My kid cracks me up. I told him to go get his shoes and bring them to me outside. He came out wearing 1 slipper and 1 of my brother's ski gloves. lmmfao









Brayden dressed himself last Saturday. How to Train Your Dragon pajama top with wings, plaid shorts, and my older brother's Wellingtons from Ireland that he wore when he was like 6. I love this little boy!


----------



## angelbaby (Feb 4, 2010)

LOL love the clothes he picks , and that glove lol he prepared for it all  Is kangol ever in any other position? lol he sooo funny sittin like he does.


----------



## 9361 (Jun 25, 2009)

That dog cracks me up! And Brayden is getting so big! Cute boys!


----------



## kodiakgirl (May 9, 2009)

Love it! They're both too cute!


----------



## pitbullmamanatl (Jun 1, 2010)

angelbaby said:


> LOL love the clothes he picks , and that glove lol he prepared for it all  Is kangol ever in any other position? lol he sooo funny sittin like he does.
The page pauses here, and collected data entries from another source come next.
PR #6776, opened 2021-05-18
[jax2tf] Added documentation explaining how to handle undefined TF ops

gnecula:
Added a test case showing how to mix compileable and non-compileable code.

### DIFF
--- a/jax/experimental/jax2tf/README.md
+++ b/jax/experimental/jax2tf/README.md
@@ -77,6 +77,14 @@ The Autograph feature of `tf.function` cannot be expected to work on
 functions converted from JAX as above, so it is recommended to
 set `autograph=False` in order to avoid warnings or outright errors.
 
+It is a good idea to use XLA to compile the converted function; that is
+the scenario for which we are optimizing for numerical and performance
+accuracy w.r.t. the JAX execution:
+
+```python
+tf.function(jax2tf.convert(f_jax), autograph=False, jit_compile=True)(x)
+```
+
 ## Usage: saved model
 
 Since jax2tf provides a regular TensorFlow function using it with SavedModel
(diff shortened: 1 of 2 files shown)


jax/experimental/jax2tf/README.md
```diff
@@ -386,16 +394,86 @@ jax2tf.convert(lambda x: jnp.sum(x, axis=0) / x.shape[0],
...
+```python
+jax2tf.convert(lambda x: lax.min(x, x))(np.array([True]))
+
+>>> InvalidArgumentError: Value for attr 'T' of bool is not in the list of allowed values:
+>>>    bfloat16, half, float, double, uint8, int16, int32, int64;
+>>>    NodeDef: {{node Minimum}};
+>>>    Op<name=Minimum; signature=x:T, y:T -> z:T; attr=T:type,allowed=[DT_BFLOAT16, DT_HALF, DT_FLOAT, DT_DOUBLE, DT_UINT8, DT_INT16, DT_INT32, DT_INT64]> [Op:Minimum]
+```
+
+In the above cases, you should file a bug with JAX or TensorFlow, or consider
```
saeta, line 422: Small suggestion: consider being a bit more specific in the recommendation. I think for cases where the TF dtype is not registered, the bug should likely go to TF. Or are you suggesting that JAX should implement a workaround where JAX will lower to a different dtype in the converter?

jax/experimental/jax2tf/README.md
```diff
@@ -386,16 +394,86 @@ jax2tf.convert(lambda x: jnp.sum(x, axis=0) / x.shape[0],
...
+>>>  device='CPU'; T in [DT_FLOAT]
+>>>  device='CPU'; T in [DT_DOUBLE]
+>>>  ...
+```
+
+In this situation, you can still run the converted program if you compile it with
+XLA:
+```python
+tf.function(jax2tf.convert(lax.sign),
+            autograph=True, jit_compile=True)(np.array([5], dtype=np.uint32))
```
saeta, line 445: Here, you have `autograph=True`, whereas before it was set to false. Could you describe (for my own learning) the nuances here?

saeta (approved):
Thanks for sending this along!

jax/experimental/jax2tf/README.md
gnecula: This is a mistake. It never makes sense to set `autograph=True`, because it would ask autograph to make sense of the jax2tf converter. It occasionally gives warnings, and in very rare occasions it fails (this happened last a while ago).

jax/experimental/jax2tf/README.md
gnecula: I think that the solution depends on the case. In some cases the bug should clearly go to TF, e.g., `lax.min` working on `int32` but not `int8`. However, in practice it is still us who fix those bugs, and we are actively working on it. Before long, the remaining cases are those when it is not so clear that the TF op should be registered at a given type. Examples are: comparisons of complex numbers, min/max for booleans. In those cases XLA does work, and has picked a semantics, but TF may not want to go that far. In those cases we might have to add workarounds in the converter.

That was a rhetorical question about Kangol I think right? lol 
They CMTFU Thank you, Rangel Dangel.



Shes Got Heart said:


> That dog cracks me up! And Brayden is getting so big! Cute boys!


Thanks, Megalodon.... Getting those clothes together for you this weekend.



kodiakgirl said:


> Love it! They're both too cute!


Thanks girl!


----------



## ashes (Jul 7, 2010)

Omg they're so cute together!!Dang Brayden looks like he grew! little cutie


----------



## Blue_Nose_Bella (Jan 16, 2011)

Your dog cracks me up!!! He is such a weirdo LOL! And as for mr. Brayden.......he is a HAM!! I love the glove on his foot picture LMAO!! Silly boy


----------



## circlemkennels (Aug 29, 2010)

are you sure Kangol isnt half human? lol... he cracks me up  brayden is so handsome!!!


----------



## Celestial88 (Mar 14, 2011)

Hahaha, I love it. Your two are adorable together, they remind me of the two we have at home. The human works to sneak things to the dog and get him in trouble.


----------



## Mach0 (Mar 28, 2010)

Love the pics 
Brayden is so cute and Kangol is hilarious


----------



## performanceknls (Apr 4, 2009)

OMG I LOVE Kangol, does he put himslef like that or do you do it?
Your little boy is the cutest!


----------



## brandileigh080 (Mar 9, 2010)

"I LOVE KANGOL" - Molly & Annie


Brayden is too freakin' CUTE, and funny!
AWESOME pictures!


----------



## dixieland (Aug 14, 2009)

performanceknls said:


> OMG I LOVE Kangol, does he put himslef like that or do you do it?
> Your little boy is the cutest!


I was wondering the same thing Lisa.lol

Kangol sitting there,junk all hanging out everywhere.He's probably thinking to himself 'yea that's right ladies,you see the package,you know you want some'.He's posing for his many "girlfriend" pitties here on gp.
Love the pics of your boy.He's a handsome little man.


----------



## Eric (Oct 21, 2010)

There's Kangol! I love that dog!! haha so much personality 

And wow, your boy is handsome!! The 1 slipper, 1 glove is hilarious! You might have to show that to the girls he's going to being home to mom some day


----------



## aus_staffy (Nov 10, 2009)

Awesome! You can tell those pics of Kangol were taken before noon...


----------



## Sadie (Jun 18, 2008)

Ava is all hot and bothered now lol. I love the one of kangol at that bank lmao. I would have no problems stealing him he would probably sleep through it lol.


----------



## SemperFiGirl (Aug 18, 2010)

Kangol is so funny! I just love how he sits! Hahaha 

Your son has quite a sense of style! I can't wait to see how he dresses when he's older! Lol!


----------



## pitbullmamanatl (Jun 1, 2010)

ashes said:


> Omg they're so cute together!!Dang Brayden looks like he grew! little cutie


Thanks, Ashes! He has grown soooo much.... and personality is out of this world!



Blue_Nose_Bella said:


> Your dog cracks me up!!! He is such a weirdo LOL! And as for mr. Brayden.......he is a HAM!! I love the glove on his foot picture LMAO!! Silly boy


Thanks, Shanon!



circlemkennels said:


> are you sure Kangol isnt half human? lol... he cracks me up  brayden is so handsome!!!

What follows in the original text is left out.